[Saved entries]

PR #1378, opened 2022-02-12
add topic query parameter to ListGroupProjectsOptions

### LINKED ISSUE #1351: add topics to ListGroupProjectsOptions
you can query group projects by a topic

```
curl  -H "PRIVATE-TOKEN: <TOKEN>" https://gitlab.com/api/v4/groups/<GROUP_ID>/projects?topic=MyTopic
```

Please add that field to the ListGroupProjectsOptions struct.

currently you can add a query parameter by adding a RequestOptionFunc

```
func requestWithTopic(topic string) gitlab.RequestOptionFunc {
	return func(req *retryablehttp.Request) error {
		if topic != "" {
			queryString := req.Request.URL.Query()
			queryString.Add("topic", topic)
			req.Request.URL.RawQuery = queryString.Encode()
		}
		return nil
	}
}

func listGroupProjects(id int, topic string) {
		_, _, _ := g.Client.Groups.ListGroupProjects(id, &gitlab.ListGroupProjectsOptions{}, requestWithTopic(topic))
}
```

morriswinkler:
closes #1351

### DIFF
--- a/groups.go
+++ b/groups.go
@@ -201,6 +201,7 @@ type ListGroupProjectsOptions struct {
 	Simple                   *bool             `url:"simple,omitempty" json:"simple,omitempty"`
 	Sort                     *string           `url:"sort,omitempty" json:"sort,omitempty"`
 	Starred                  *bool             `url:"starred,omitempty" json:"starred,omitempty"`
+	Topic                    *string           `url:"topic,omitempty" json:"topic,omitempty"`
 	Visibility               *VisibilityValue  `url:"visibility,omitempty" json:"visibility,omitempty"`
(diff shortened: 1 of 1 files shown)


svanharmelen:
Can you point to anything (code maybe) that shows this is valid? As the docs don't mention this option...

morriswinkler:
it is not documented, but try 
```
curl https://gitlab.com/api/v4/groups/11505324/projects?topic=wordpress
```

I think it is in the model code for projects, there is a filter option that accepts topic, so since it works works projects the search endpoint it also works with the projects search below the group section of the API, but I have no idea how that is wired.

The code for the project model is in https://gitlab.com/gitlab-org/gitlab/-/blob/master/app/models/project.rb

svanharmelen (approved):
Thanks @morriswinkler!

PR #1381, opened 2022-02-14
Support `avatar` field in create and update method of the topic service

timofurrer:


timofurrer:
@svanharmelen is something like that implemented already somewhere here in the library?

timofurrer:
@svanharmelen It should be properly implemented now. I've also added an example which "works on my machine ™). Maybe you can verify?

timofurrer:
@svanharmelen would be nice to have this in the next release 🎉

svanharmelen:
@timofurrer I added a commit wit a few changes. I tested what the requests look like in different situations and it all looks good. But probably good if you can confirm/test it against a running instance?

timofurrer:
@svanharmelen at least running the example works as expected 👍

# Exercise instructions
Working through the data above, find every line holding "also" and copy it.

# Reply
I think it is in the model code for projects, there is a filter option that accepts topic, so since it works works projects the search endpoint it also works with the projects search below the group section of the API, but I have no idea how that is wired.
@svanharmelen It should be properly implemented now. I've also added an example which "works on my machine ™). Maybe you can verify?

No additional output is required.